Available gauges: ['rees', 'cologne', 'andernach', 'trier', 'cochem', 'marburg', 'kaub', 'mainz', 'frankfurt', 'kleinheubach', 'steinbach', 'schweinfurt', 'worms', 'speyer', 'maxau', 'rockenau', 'lauffen', 'plochingen']
Period          : 1955-01-01 -> 2013-01-05

In [2]:

Copied!





# Focus on Cologne and drop missing values
cologne = raw[['cologne']].dropna()
print('Valid records at Cologne:', len(cologne))
ts = TimeSeries(cologne)
ts.head()
# Focus on Cologne and drop missing values
cologne = raw[['cologne']].dropna()
print('Valid records at Cologne:', len(cologne))
ts = TimeSeries(cologne)
ts.head()

Valid records at Cologne: 21188

Out[2]:

	cologne
date
1955-01-03	8.232
1955-01-04	402.684
1955-01-05	807.674
1955-01-06	1126.068
1955-01-07	1243.997

In [3]:

Copied!





fig, ax = plt.subplots(figsize=(11, 3))
ax.plot(ts.index, ts['cologne'].values, linewidth=0.3, color='steelblue')
ax.set_title('Daily discharge - Rhine at Cologne')
ax.set_ylabel('Discharge (m^3/s)')
plt.tight_layout()
plt.show()
fig, ax = plt.subplots(figsize=(11, 3))
ax.plot(ts.index, ts['cologne'].values, linewidth=0.3, color='steelblue')
ax.set_title('Daily discharge - Rhine at Cologne')
ax.set_ylabel('Discharge (m^3/s)')
plt.tight_layout()
plt.show()

No description has been provided for this image

Notice the spiky floods on top of a slowly-varying baseflow. That contrast is exactly what the methods below are designed to analyse.

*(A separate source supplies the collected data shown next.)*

PR #439, opened 2023-08-17
style: run gofumpt

Jorropo:


Jorropo:
https://github.com/ipfs/kubo/pull/10083#issuecomment-1682338409

PR #441, opened 2023-08-21
style: run gofumpt

Jorropo:
#439 but not using my fork this time


hacdias (approved):
Very interesting to see how inconsistent our code is regarding empty lines.

PR #443, opened 2023-08-21
routing/http: add more type and WithDynamicProviderInfo

Jorropo:
This is required to fix a bug in Kubo where we advertise the *listening* addresses.
We can't pass our real addresses once since thing like autonat takes time.

### DIFF
--- a/routing/http/client/client.go
+++ b/routing/http/client/client.go
@@ -8,6 +8,7 @@ import (
 	"fmt"
 	"mime"
 	"net/http"
+	"net/url"
 	"strings"
 	"time"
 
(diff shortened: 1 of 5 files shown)


hacdias:
@Jorropo please note that `routing/http` is suffering immense changes in #422.

Jorropo:
@hacdias this is a pretty simple change that adds a callback instead of statically hardcoding the listen addresses, I would be surprised if this can't be forward ported.

hacdias:
@Jorropo feel free to rebase and ping me after.

Jorropo:
I'll probably do that for Kubo v0.24

BigLep:
2023-10-05 conversation: we aren't going to invest time in this until /routing/v1 PUTs get addressed: https://github.com/ipfs/specs/pull/378.  We aren't spending time fixing bugs here.

PR #436, opened 2023-08-17
bitswap/network: refactor connectEventManager more simply in in bsnet 

Jorropo:
I think this is fine because libp2p's .Connect call does not return before the .Connected callback has returned.

This new code also have similar dedup logic and state transitions.

Fixes #432

PR #435, opened 2023-08-16
feat(connecteventmanager): block Connected() until accepted

rvagg:
Fixes: https://github.com/ipfs/boxo/issues/432

Minimal attempt at solving #432

PR #444, opened 2023-08-21
Revert "feat(connecteventmanager): block Connected() until accepted (#435)" and tests

Jorropo:
This reverts commit 7ec68c5e5adfb13e52f93c20e7c5aadf4860a871.
This reverts commit 59a2bca3f0924d5a9cc61bbb6c33dbd483f4a0f4.
This reverts commit 1d2f5e511e9fb0e1ff4c2b93aea421fc2091e3f5.

See https://github.com/ipfs/boxo/pull/436#issuecomment-1683116240

cc @hannahhoward @rvagg if the fix were working out for you, I think you can continue to run the previous commit while a proper fix is made.

### DIFF
--- a/CHANGELOG.md
+++ b/CHANGELOG.md
@@ -31,7 +31,6 @@ The following emojis are used to highlight certain changes:
 
 ### Fixed
 
-- Address a Bitswap findpeers / connect race condition that can prevent peer communication ([#435](https://github.com/ipfs/boxo/issues/435))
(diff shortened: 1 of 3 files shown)


aschmahmann:
LGTM, the fix was likely worse than the problem since blocking go-libp2p connections to finish processing in Bitswap can lead to misery across the stack (we've had this problem before). This will have to get fixed another way that doesn't block go-libp2p connections.

aschmahmann (approved):

PR #637, opened 2024-07-09
refactor(bitswap): unify logger names

gammazero:
Use uniform pattern for logger naming: bitswap/pkgname

Slash delimiters are used to separate path segments used in logger names. This follows the convention used most commonly in other parts of boxo.


lidel (approved):
Lgtm, cleaning up inconsistency in naming here should make it easier to follow what is happening.

PR #638, opened 2024-07-13
test: use ipfs/go-test to consolidate code to generate test data

gammazero:
The go-test packages provides functionality for common types of test data generation. Use go-test for generating test data instead of internal utility packages.

The random test data can be generated deterministically by setting an initial seed if doing so is necessary to recreate certain test data.


util/util.go
```diff
@@ -53,20 +54,37 @@ func ExpandPathnames(paths []string) ([]string, error) {
...
+	return &randGen{
+		Rand: *rand.New(src),
+	}
+}
+
+func (r *randGen) Read(p []byte) (n int, err error) {
+	for i := 0; i < len(p); i++ {
+		p[i] = byte(r.Rand.Intn(255))
+	}
+	return len(p), nil
```
Jorropo:
```suggestion
	return rand.New(rand.NewSource(seed))
```

util/util.go
```diff
@@ -53,20 +54,37 @@ func ExpandPathnames(paths []string) ([]string, error) {
 	return out, nil
 }
 
+type randGen struct {
+	rand.Rand
+}
+
```
Jorropo:
```suggestion
```

util/util.go
```diff
@@ -53,20 +54,37 @@ func ExpandPathnames(paths []string) ([]string, error) {
...
 // NewTimeSeededRand returns a random bytes reader
 // which has been initialized with the current time.
 //
 // Deprecated: use github.com/ipfs/go-test/random instead.
 func NewTimeSeededRand() io.Reader {
-	return random.NewRand()
+	src := rand.NewSource(time.Now().UnixNano())
+	return &randGen{
+		Rand: *rand.New(src),
+	}
```
Jorropo:
```suggestion
	return rand.New(rand.NewSource(seed))
```

lidel (approved):
Thank you! (I'll try to resolve conflict and if CI remains green, merge later)

PR #639, opened 2024-07-25
fix(gateway): Cache-Control header for UnixFS directories

acejam:
Cache-Control headers are currently not being returned when viewing the directory index page of a UnixFS directory. This is because `rq.ttl` returns `0`.

For example, the following request path is missing a `Cache-Control` header: `/ipfs/<cid>/`

According to the Path Gateway Specification:

> Cache-Control: public, max-age=29030400, immutable must be returned for every immutable resource under /ipfs/ namespace.

https://specs.ipfs.tech/http-gateways/path-gateway/#cache-control-response-header

This PR sets the appropriate header.

### DIFF
--- a/CHANGELOG.md
+++ b/CHANGELOG.md
@@ -20,6 +20,7 @@ The following emojis are used to highlight certain changes:
 
 - `bitswap/server` minor memory use and performance improvements
 - `bitswap` unify logger names to use uniform format bitswap/path/pkgname
+- `gateway` now always returns meaningful cache-control headers for generated HTML listings of UnixFS directories
 
 ### Removed
 
--- a/gateway/handler_unixfs_dir.go
+++ b/gateway/handler_unixfs_dir.go
@@ -136,9 +136,14 @@ func (i *handler) serveDirectory(ctx context.Context, w http.ResponseWriter, r *
 	dirEtag := getDirListingEtag(resolvedPath.RootCid())
 	w.Header().Set("Etag", dirEtag)
 
-	// Add TTL if known.
+	// Set Cache-Control
 	if rq.ttl > 0 {
-		w.Header().Set("Cache-Control", fmt.Sprintf("public, max-age=%d", int(rq.ttl.Seconds())))
+		// Use known TTL from IPNS Record or DNSLink TXT Record
+		w.Header().Set("Cache-Control", fmt.Sprintf("public, max-age=%d, stale-while-revalidate=2678400", int(rq.ttl.Seconds())))
+	} else {
+		// Cache for 1 week, serve stale cache for up to a month
+		// (style of generated HTML may change, should not be cached forever)
+		w.Header().Set("Cache-Control", "public, max-age=604800, stale-while-revalidate=2678400")
 	}
 
 	if r.Method == http.MethodHead {


gateway/handler_unixfs_dir.go
```diff
@@ -136,10 +136,8 @@ func (i *handler) serveDirectory(ctx context.Context, w http.ResponseWriter, r *
 	dirEtag := getDirListingEtag(resolvedPath.RootCid())
 	w.Header().Set("Etag", dirEtag)
 
-	// Add TTL if known.
-	if rq.ttl > 0 {
-		w.Header().Set("Cache-Control", fmt.Sprintf("public, max-age=%d", int(rq.ttl.Seconds())))
-	}
+	// Set Cache-Control
+	w.Header().Set("Cache-Control", immutableCacheControl)
```
lidel: @acejam mind switching to something like below? Your version broke TTL-based value we already correctly returned for `/ipns/{libp2p-key}` paths.

```suggestion
	// Set Cache-Control
	if rq.ttl > 0 { 
	  // Use known TTL from IPNS Record or DNSLink TXT Record
	  w.Header().Set("Cache-Control", fmt.Sprintf("public, max-age=%d, stale-while-revalidate=29030400", int(rq.ttl.Seconds())))
	} else {
	  // Cache for 1 week, serve stale cache for  up to a month
	  // (style of generated HTML may change, should not be cached forever)
          w.Header().Set("Cache-Control", "public, max-age=604800, stale-while-revalidate=29030400")
  }  
```

CHANGELOG.md
```diff
@@ -20,6 +20,7 @@ The following emojis are used to highlight certain changes:
 
 - `bitswap/server` minor memory use and performance improvements
 - `bitswap` unify logger names to use uniform format bitswap/path/pkgname
+- `gateway` now returns immutable cache-control headers for unixfs directories
```
```suggestion
- `gateway` now always returns meaningful cache-control headers for generated HTML listings of UnixFS directories
```

lidel (changes requested):
Thank you for raising this. 

This is bit more tricky, because HTML listing is quality-of-life improvement for web browsers, and not the actual immutable data.

Generated HTML listing of UnixFS directory is NOT immutable and should not be cached forever.

- Proper fix for `/ipns/` is to implement TTL handling.
- Proper fix for `/ipfs/` may not exist. A fair compromise may be to cache for a week, and also allow for serving stale cache while check for update happens asynchronously. This ensures CDNs serve content fast, but we dont cache generated HTML forever. See proposed value inline.

Would you have time to submit related PRs to
- https://github.com/ipfs/specs/blob/main/src/http-gateways/path-gateway.md#cache-control-response-header
- https://github.com/ipfs/gateway-conformance 

?

We need to update conformance tests before this can be shipped. (CI is currently failing).

gateway/handler_unixfs_dir.go
acejam: Done

CHANGELOG.md
acejam: 👍

acejam:
@lidel `gateway-conformance` PR here: https://github.com/ipfs/gateway-conformance/pull/218

lidel:
Thanks! Had to push some test fixes but your fork does not allow it, so continuing in https://github.com/ipfs/boxo/pull/643

PR #641, opened 2024-07-26
Bitswap: move providing -> Exchange-layer, providerQueryManager -> routing

### LINKED ISSUE #640: Remove requirement on ProviderQueryManager from the bitswap client
## Background

This is the ProviderQueryManager that is in an internal package of the bitswap client

https://github.com/ipfs/boxo/blob/2816b715439a3472ccf7d78e04d5db3b22952728/bitswap/client/internal/providerquerymanager/providerquerymanager.go#L71-L78

Notably it does almost nothing that's specific to Bitswap, or even the concept of data transfer sessions. Instead it is an opinionated content routing wrapper that does things like:
1. Have max timeouts
2. Have predetermined max provider records to use
3. Does preconnects before returning the peers
4. Deduplicates ongoing queries
5. Rate limits requests

Unfortunately sometimes these opinions are too strong for consumers who'd like to experiment or use something else (e.g. higher rate limits, different timeouts, etc.

## Proposal

- Move the ProviderQueryManager package into the routing package
- Refactor it to match the `FindProvidersAsync` method from go-libp2p's content routing interface
- Continue using it by default in the bitswap client, but have an option to not use it
- Add some cleanup / options to the ProviderQueryManager for now and consider separating out the pieces later

Some advantages of this proposal are:
1. If these wrappers are needed/useful elsewhere they can be
2. While we can for now leave the ProviderQueryManager used by the Bitswap client by default we can add an option to disable it and just use the ContentRouting directly
3. While doing 2 we can allow the user to easily provide a modified ProviderQueryManager if it's useful to them by just passing it in as the ContentRouter.

## Alternatives Considered

- Do experiments in forks for the best configuration and upstream to everyone in bitswap/client -> Too cumbersome and inflexible
- Extract into `routing` but disable by default in the bitswap client -> could potentially cause problems for people updating without reading release notes, but would be much cleaner since then we could just leave this as a content routing wrapper
- Extract the ProviderQueryManager into multiple different components for each of the jobs it does -> Might be a good idea, but can also happen later. Particularly if we make the changes in the near future any breakages people experience won't be significant
- Extract into https://github.com/libp2p/go-libp2p-routing-helpers -> I sort of wish this package was already moved into boxo (maybe it should be) and at the moment I'd rather not add more things to go-libp2p-routing-helpers that could reasonably fit in boxo unless downstreams want it to be separate (if you're a downstream and you care, here's where to let me know I'm wrong 😉)

aschmahmann:
fixes #640

This is an attempt at splitting the ProviderQueryManager out of Bitswap so that we can configure it more in consumers.

### DIFF
--- a/CHANGELOG.md
+++ b/CHANGELOG.md
@@ -14,6 +14,52 @@ The following emojis are used to highlight certain changes:
 
 ## [Unreleased]
 
+- `bitswap`, `routing`, `exchange` ([#641](https://github.com/ipfs/boxo/pull/641)):
+  - ✨ Bitswap is no longer in charge of providing blocks to the newtork: providing functionality is now handled by a `exchange/providing.Exchange`, meant to be used with `provider.System` so that all provides follow the same rules (multiple parts of the code where handling provides) before.
+  - 🛠 `bitswap/client/internal/providerquerymanager` has been moved to `routing/providerquerymanager` where it belongs. In order to keep compatibility, Bitswap now receives a `routing.ContentDiscovery` parameter which implements `FindProvidersAsync(...)` and uses it to create a `providerquerymanager` with the default settings as before. Custom settings can be used by using a custom `providerquerymanager` to manually wrap a `ContentDiscovery` object and pass that in as `ContentDiscovery` on initialization while setting `bitswap.WithDefaultProviderQueryManager(false)` (to avoid re-wrapping it again).
+  - The renovated `providedQueryManager` will trigger lookups until it manages to connect to `MaxProviders`. Before it would lookup at most `MaxInProcessRequests*MaxProviders` and connection failures may have limited the actual number of providers found.
+  - 🛠 We have aligned our routing-related interfaces with the libp2p [`routing`](https://pkg.go.dev/github.com/libp2p/go-libp2p/core/routing#ContentRouting) ones, including in the `reprovider.System`.
+  - In order to obtain exactly the same behaviour as before (i.e. particularly ensuring that new blocks are still provided), what was done like:
+
+```go
+	bswapnet := network.NewFromIpfsHost(host, contentRouter)
+	bswap := bitswap.New(p.ctx, bswapnet, blockstore)
+	bserv = blockservice.New(blockstore, bswap)
+```
+  - becomes:
+
+```go
+	// Create network: no contentRouter anymore
+	bswapnet := network.NewFromIpfsHost(host)
+	// Create Bitswap: a new "discovery" parameter, usually the "contentRouter"
+	// which does both discovery and providing.
+	bswap := bitswap.New(p.ctx, bswapnet, discovery, blockstore)
+	// A provider system that handles concurrent provides etc. "contentProvider"
+	// is usually the "contentRouter" which does both discovery and providing.
+	// "contentProvider" could be used directly without wrapping, but it is recommended
+	// to do so to provide more efficiently.
+	provider := provider.New(datastore, provider.Online(contentProvider)
+	// A wrapped providing exchange using the previous exchange and the provider.
+	exch := providing.New(bswap, provider)
+
+	// Finally the blockservice
+	bserv := blockservice.New(blockstore, exch)
+	...
+```
+
+  - The above is only necessary if content routing is needed. Otherwise:
+
+```
+	// Create network: no contentRouter anymore
+	bswapnet := network.NewFromIpfsHost(host)
+	// Create Bitswap: a new "discovery" parameter set to nil (disable content discovery)
+	bswap := bitswap.New(p.ctx, bswapnet, nil, blockstore)
+	// Finally the blockservice
+	bserv := blockservice.New(blockstore, exch)
+```
+
+
+
 ### Added
 
 - `routing/http/server`: added built-in Prometheus instrumentation to http delegated `/routing/v1/` endpoints, with custom buckets for response size and duration to match real world data observed at [the `delegated-ipfs.dev` instance](https://docs.ipfs.tech/concepts/public-utilities/#delegated-routing). [#718](https://github.com/ipfs/boxo/pull/718) [#724](https://github.com/ipfs/boxo/pull/724)
@@ -117,6 +163,7 @@ The following emojis are used to highlight certain changes:
 - `bitswap/client` fix memory leak in BlockPresenceManager due to unlimited map growth. [#636](https://github.com/ipfs/boxo/pull/636)
 - `bitswap/network` fixed race condition when a timeout occurred before hole punching completed while establishing a first-time stream to a peer behind a NAT [#651](https://github.com/ipfs/boxo/pull/651)
 - `bitswap`: wantlist overflow handling now cancels existing entries to make room for newer entries. This fix prevents the wantlist from filling up with CIDs that the server does not have. [#629](https://github.com/ipfs/boxo/pull/629)
+- 🛠 `bitswap` & `bitswap/server` no longer provide to content routers, instead you can use the `provider` package because it uses a datastore queue and batches calls to ProvideMany.
 
 ## [v0.21.0]
 
--- a/bitswap/client/bitswap_with_sessions_test.go
+++ b/bitswap/client/bitswap_with_sessions_test.go
@@ -26,16 +26,20 @@ const blockSize = 4
 func getVirtualNetwork() tn.Network {
 	// FIXME: the tests are really sensitive to the network delay. fix them to work
 	// well under varying conditions
-	return tn.VirtualNetwork(mockrouting.NewServer(), delay.Fixed(0))
+	return tn.VirtualNetwork(delay.Fixed(0))
 }
 
 func addBlock(t *testing.T, ctx context.Context, inst testinstance.Instance, blk blocks.Block) {
 	t.Helper()
-	err := inst.Blockstore().Put(ctx, blk)
+	err := inst.Blockstore.Put(ctx, blk)
 	if err != nil {
 		t.Fatal(err)
 	}
 	err = inst.Exchange.NotifyNewBlocks(ctx, blk)
+	if err != nil {
+		t.Fatal(err)
+	}
+	err = inst.Routing.Provide(ctx, blk.Cid(), true)
 	if err != nil {
 		t.Fatal(err)
 	}
@@ -46,7 +50,8 @@ func TestBasicSessions(t *testing.T) {
 	defer cancel()
 
 	vnet := getVirtualNetwork()
-	ig := testinstance.NewTestInstanceGenerator(vnet, nil, nil)
+	router := mockrouting.NewServer()
+	ig := testinstance.NewTestInstanceGenerator(vnet, router, nil, nil)
 	defer ig.Close()
 
 	block := random.BlocksOfSize(1, blockSize)[0]
@@ -56,7 +61,7 @@ func TestBasicSessions(t *testing.T) {
 	b := inst[1]
 
 	// Add a block to Peer B
-	if err := b.Blockstore().Put(ctx, block); err != nil {
+	if err := b.Blockstore.Put(ctx, block); err != nil {
 		t.Fatal(err)
 	}
 
@@ -78,7 +83,7 @@ func TestBasicSessions(t *testing.T) {
 		t.Fatal("did not get tracable block")
 	}
 
-	if traceBlock.From != b.Peer {
+	if traceBlock.From != b.Identity.ID() {
 		t.Fatal("should have received block from peer B, did not")
 	}
 }
@@ -111,15 +116,16 @@ func TestSessionBetweenPeers(t *testing.T) {
 	ctx, cancel := context.WithCancel(context.Background())
 	defer cancel()
 
-	vnet := tn.VirtualNetwork(mockrouting.NewServer(), delay.Fixed(time.Millisecond))
-	ig := testinstance.NewTestInstanceGenerator(vnet, nil, []bitswap.Option{bitswap.SetSimulateDontHavesOnTimeout(false)})
+	vnet := tn.VirtualNetwork(delay.Fixed(time.Millisecond))
+	router := mockrouting.NewServer()
+	ig := testinstance.NewTestInstanceGenerator(vnet, router, nil, []bitswap.Option{bitswap.SetSimulateDontHavesOnTimeout(false)})
 	defer ig.Close()
 
 	inst := ig.Instances(10)
 
 	// Add 101 blocks to Peer A
 	blks := random.BlocksOfSize(101, blockSize)
-	if err := inst[0].Blockstore().PutMany(ctx, blks); err != nil {
+	if err := inst[0].Blockstore.PutMany(ctx, blks); err != nil {
 		t.Fatal(err)
 	}
 
@@ -147,7 +153,7 @@ func TestSessionBetweenPeers(t *testing.T) {
 		for b := range ch {
 			got = append(got, b)
 		}
-		if err := assertBlockListsFrom(inst[0].Peer, got, blks[i*10:(i+1)*10]); err != nil {
+		if err := assertBlockListsFrom(inst[0].Identity.ID(), got, blks[i*10:(i+1)*10]); err != nil {
 			t.Fatal(err)
 		}
 	}
@@ -171,7 +177,8 @@ func TestSessionSplitFetch(t *testing.T) {
 	defer cancel()
 
 	vnet := getVirtualNetwork()
-	ig := testinstance.NewTestInstanceGenerator(vnet, nil, nil)
+	router := mockrouting.NewServer()
+	ig := testinstance.NewTestInstanceGenerator(vnet, router, nil, nil)
 	defer ig.Close()
 
 	inst := ig.Instances(11)
@@ -179,7 +186,7 @@ func TestSessionSplitFetch(t *testing.T) {
 	// Add 10 distinct blocks to each of 10 peers
 	blks := random.BlocksOfSize(100, blockSize)
 	for i := 0; i < 10; i++ {
-		if err := inst[i].Blockstore().PutMany(ctx, blks[i*10:(i+1)*10]); err != nil {
+		if err := inst[i].Blockstore.PutMany(ctx, blks[i*10:(i+1)*10]); err != nil {
 			t.Fatal(err)
 		}
 	}
@@ -203,7 +210,7 @@ func TestSessionSplitFetch(t *testing.T) {
 		for b := range ch {
 			got = append(got, b)
 		}
-		if err := assertBlockListsFrom(inst[i].Peer, got, blks[i*10:(i+1)*10]); err != nil {
+		if err := assertBlockListsFrom(inst[i].Identity.ID(), got, blks[i*10:(i+1)*10]); err != nil {
 			t.Fatal(err)
 		}
 	}
@@ -214,7 +221,8 @@ func TestFetchNotConnected(t *testing.T) {
 	defer cancel()
 
 	vnet := getVirtualNetwork()
-	ig := testinstance.NewTestInstanceGenerator(vnet, nil, []bitswap.Option{bitswap.ProviderSearchDelay(10 * time.Millisecond)})
+	router := mockrouting.NewServer()
+	ig := testinstance.NewTestInstanceGenerator(vnet, router, nil, []bitswap.Option{bitswap.ProviderSearchDelay(10 * time.Millisecond)})
 	defer ig.Close()
 
 	other := ig.Next()
@@ -236,7 +244,6 @@ func TestFetchNotConnected(t *testing.T) {
 	thisNode := ig.Next()
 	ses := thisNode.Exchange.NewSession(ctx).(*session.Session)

3. `.flow_duration_curve()` - the signature plot of hydrology¶

The Flow Duration Curve (FDC) is, by a wide margin, the most-used plot in hydrology. It answers:

What percentage of time is a given flow equalled or exceeded?

Construction is very simple:

Sort all flows from largest to smallest.
Assign a rank i (1 = largest).
Compute the exceedance probability P(i) using a plotting position formula.
Plot Q (flow) against P (in %). Usually Q is on a log axis so that low flows (important for droughts) and high flows (important for floods) are both visible.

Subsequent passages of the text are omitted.